## Exercise instructions:
Report the number of lines in the data below that hold "workload", without any other words.

(Stored data entries)
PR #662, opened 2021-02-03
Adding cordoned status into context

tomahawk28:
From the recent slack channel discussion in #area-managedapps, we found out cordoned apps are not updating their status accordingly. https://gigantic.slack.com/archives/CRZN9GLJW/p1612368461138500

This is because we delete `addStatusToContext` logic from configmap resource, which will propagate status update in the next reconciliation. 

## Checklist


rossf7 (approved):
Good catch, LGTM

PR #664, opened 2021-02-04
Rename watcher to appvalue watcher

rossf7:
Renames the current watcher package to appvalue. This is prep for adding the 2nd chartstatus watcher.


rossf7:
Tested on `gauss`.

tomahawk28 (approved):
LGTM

--

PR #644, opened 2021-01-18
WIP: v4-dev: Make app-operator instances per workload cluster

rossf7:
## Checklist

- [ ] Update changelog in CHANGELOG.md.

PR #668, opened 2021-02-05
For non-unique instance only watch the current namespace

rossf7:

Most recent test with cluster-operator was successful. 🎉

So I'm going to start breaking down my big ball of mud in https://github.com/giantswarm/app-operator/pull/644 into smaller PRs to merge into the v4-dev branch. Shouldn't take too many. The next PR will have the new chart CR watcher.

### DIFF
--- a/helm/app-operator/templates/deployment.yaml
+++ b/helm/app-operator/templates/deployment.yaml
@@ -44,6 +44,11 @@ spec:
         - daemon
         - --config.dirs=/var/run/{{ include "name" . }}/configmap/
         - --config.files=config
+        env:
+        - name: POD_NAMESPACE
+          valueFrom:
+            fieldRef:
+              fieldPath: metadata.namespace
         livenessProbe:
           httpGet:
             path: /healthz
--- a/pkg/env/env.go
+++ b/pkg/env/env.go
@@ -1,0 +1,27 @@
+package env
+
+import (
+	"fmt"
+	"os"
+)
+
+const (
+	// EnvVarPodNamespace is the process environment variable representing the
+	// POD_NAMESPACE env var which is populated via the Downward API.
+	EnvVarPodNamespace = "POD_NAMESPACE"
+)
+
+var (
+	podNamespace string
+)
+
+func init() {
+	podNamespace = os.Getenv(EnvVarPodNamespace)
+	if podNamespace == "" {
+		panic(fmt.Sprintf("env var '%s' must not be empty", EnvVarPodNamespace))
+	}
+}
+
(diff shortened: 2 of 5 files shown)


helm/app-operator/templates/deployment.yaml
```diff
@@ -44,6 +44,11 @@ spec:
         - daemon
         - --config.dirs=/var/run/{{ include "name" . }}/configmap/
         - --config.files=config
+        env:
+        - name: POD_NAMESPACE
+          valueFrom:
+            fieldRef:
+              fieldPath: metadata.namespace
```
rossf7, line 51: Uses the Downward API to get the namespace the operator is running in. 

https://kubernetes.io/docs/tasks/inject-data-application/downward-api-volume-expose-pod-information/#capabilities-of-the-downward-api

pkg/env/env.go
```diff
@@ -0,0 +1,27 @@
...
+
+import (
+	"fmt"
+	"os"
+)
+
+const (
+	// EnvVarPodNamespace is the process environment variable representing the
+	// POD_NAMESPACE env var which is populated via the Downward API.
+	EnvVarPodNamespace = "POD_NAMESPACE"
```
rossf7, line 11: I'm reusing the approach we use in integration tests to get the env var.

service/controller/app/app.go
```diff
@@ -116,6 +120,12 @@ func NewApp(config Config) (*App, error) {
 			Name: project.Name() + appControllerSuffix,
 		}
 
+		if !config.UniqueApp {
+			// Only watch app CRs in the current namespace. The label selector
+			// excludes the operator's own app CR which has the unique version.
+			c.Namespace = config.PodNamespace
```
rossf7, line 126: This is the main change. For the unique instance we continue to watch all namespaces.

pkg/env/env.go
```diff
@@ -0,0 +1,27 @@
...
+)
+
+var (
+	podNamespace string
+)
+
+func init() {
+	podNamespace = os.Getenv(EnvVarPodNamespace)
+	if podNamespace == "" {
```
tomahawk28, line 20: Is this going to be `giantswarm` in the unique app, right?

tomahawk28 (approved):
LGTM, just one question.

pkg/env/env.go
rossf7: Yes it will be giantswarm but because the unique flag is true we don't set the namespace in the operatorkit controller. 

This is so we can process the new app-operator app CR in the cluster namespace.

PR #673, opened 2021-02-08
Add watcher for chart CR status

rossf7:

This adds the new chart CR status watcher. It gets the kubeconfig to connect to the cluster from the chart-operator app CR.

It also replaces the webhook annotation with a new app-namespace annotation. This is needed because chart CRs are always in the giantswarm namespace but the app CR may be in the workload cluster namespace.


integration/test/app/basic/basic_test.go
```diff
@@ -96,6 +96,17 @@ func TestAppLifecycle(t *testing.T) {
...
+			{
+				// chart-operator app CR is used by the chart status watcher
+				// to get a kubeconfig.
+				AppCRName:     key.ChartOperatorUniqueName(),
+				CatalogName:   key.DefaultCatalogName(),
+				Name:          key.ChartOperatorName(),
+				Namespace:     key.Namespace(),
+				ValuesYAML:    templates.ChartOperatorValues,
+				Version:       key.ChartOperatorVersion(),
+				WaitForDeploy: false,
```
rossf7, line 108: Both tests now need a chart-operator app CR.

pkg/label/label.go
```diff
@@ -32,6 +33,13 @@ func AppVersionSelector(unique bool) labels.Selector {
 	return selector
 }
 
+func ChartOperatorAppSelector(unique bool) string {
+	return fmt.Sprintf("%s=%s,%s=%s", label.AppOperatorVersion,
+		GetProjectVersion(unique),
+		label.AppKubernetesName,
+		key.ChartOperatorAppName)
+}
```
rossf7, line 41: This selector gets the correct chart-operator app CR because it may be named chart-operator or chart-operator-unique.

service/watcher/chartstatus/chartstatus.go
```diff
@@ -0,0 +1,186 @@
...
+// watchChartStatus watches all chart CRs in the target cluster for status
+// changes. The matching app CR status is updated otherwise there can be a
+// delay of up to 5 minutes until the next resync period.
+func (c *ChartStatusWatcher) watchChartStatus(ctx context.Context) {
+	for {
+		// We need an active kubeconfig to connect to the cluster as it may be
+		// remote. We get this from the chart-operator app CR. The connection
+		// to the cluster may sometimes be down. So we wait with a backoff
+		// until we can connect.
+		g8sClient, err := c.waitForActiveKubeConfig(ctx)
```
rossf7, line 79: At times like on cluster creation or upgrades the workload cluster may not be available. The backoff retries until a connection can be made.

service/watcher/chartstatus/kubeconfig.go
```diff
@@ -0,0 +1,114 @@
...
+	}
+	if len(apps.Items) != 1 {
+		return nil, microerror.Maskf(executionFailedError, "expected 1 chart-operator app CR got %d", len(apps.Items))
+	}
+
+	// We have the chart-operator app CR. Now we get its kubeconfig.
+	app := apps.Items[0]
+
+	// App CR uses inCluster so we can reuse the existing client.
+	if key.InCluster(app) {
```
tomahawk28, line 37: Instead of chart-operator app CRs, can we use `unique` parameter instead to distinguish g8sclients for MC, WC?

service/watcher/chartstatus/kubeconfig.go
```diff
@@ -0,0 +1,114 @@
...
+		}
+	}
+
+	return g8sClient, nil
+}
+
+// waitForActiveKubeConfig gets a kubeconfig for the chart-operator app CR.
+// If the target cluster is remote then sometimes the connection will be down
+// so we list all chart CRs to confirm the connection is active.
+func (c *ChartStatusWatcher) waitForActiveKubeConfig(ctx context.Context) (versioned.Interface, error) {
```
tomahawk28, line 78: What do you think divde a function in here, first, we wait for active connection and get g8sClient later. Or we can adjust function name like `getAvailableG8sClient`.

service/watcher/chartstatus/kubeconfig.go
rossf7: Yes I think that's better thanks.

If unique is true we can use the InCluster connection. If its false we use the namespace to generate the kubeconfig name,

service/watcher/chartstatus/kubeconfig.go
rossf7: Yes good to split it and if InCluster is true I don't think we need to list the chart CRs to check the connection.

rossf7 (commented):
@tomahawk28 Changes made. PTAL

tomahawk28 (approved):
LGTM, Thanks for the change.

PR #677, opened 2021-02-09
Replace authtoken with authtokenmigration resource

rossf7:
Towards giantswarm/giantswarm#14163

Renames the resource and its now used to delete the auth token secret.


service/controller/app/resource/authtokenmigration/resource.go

--

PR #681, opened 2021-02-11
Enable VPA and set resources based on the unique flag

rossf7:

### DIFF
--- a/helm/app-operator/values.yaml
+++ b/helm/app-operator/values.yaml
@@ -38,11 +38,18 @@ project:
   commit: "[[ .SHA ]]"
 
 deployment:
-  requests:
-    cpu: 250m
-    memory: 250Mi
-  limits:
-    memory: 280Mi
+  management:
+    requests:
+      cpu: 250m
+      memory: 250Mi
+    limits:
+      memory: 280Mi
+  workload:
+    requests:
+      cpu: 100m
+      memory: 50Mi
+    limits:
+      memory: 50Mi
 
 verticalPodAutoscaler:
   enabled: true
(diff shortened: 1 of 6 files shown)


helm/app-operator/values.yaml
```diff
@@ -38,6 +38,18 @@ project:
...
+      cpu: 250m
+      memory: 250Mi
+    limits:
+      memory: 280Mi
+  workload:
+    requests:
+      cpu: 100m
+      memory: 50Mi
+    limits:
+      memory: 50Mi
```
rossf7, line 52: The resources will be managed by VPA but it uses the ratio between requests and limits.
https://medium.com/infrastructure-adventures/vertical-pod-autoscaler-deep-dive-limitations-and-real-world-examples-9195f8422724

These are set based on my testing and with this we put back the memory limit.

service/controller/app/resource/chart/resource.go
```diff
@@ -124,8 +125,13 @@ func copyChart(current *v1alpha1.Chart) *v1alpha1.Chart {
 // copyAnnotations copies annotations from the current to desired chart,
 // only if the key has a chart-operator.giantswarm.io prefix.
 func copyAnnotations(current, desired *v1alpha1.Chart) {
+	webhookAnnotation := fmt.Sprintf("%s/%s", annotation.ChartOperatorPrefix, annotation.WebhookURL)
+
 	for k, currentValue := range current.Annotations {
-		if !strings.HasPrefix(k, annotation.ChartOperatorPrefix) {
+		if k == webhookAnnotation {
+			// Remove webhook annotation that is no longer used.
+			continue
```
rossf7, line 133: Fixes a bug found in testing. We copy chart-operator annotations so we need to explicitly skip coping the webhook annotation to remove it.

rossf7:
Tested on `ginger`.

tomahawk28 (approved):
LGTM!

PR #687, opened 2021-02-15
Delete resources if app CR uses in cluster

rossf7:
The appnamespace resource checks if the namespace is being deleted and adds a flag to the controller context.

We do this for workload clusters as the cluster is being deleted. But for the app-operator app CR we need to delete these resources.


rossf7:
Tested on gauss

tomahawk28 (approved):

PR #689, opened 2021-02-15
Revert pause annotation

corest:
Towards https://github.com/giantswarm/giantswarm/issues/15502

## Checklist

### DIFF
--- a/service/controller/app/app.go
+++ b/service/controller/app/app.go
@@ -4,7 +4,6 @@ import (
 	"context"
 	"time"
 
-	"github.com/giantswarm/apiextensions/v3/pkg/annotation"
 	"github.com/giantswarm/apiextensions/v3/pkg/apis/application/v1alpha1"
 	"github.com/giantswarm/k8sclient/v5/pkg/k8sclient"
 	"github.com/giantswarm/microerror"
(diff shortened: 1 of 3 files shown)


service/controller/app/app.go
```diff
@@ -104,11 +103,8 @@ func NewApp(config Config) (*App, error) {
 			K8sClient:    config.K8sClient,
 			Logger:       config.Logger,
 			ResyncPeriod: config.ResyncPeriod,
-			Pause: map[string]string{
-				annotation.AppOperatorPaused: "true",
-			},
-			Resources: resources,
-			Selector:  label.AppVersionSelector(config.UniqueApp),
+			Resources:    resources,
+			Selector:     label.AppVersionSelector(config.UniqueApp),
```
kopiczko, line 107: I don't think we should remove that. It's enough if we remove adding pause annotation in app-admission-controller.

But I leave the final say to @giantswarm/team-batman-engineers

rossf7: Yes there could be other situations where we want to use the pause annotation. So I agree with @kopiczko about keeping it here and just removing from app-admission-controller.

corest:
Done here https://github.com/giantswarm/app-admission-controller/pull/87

## Exercise response:
6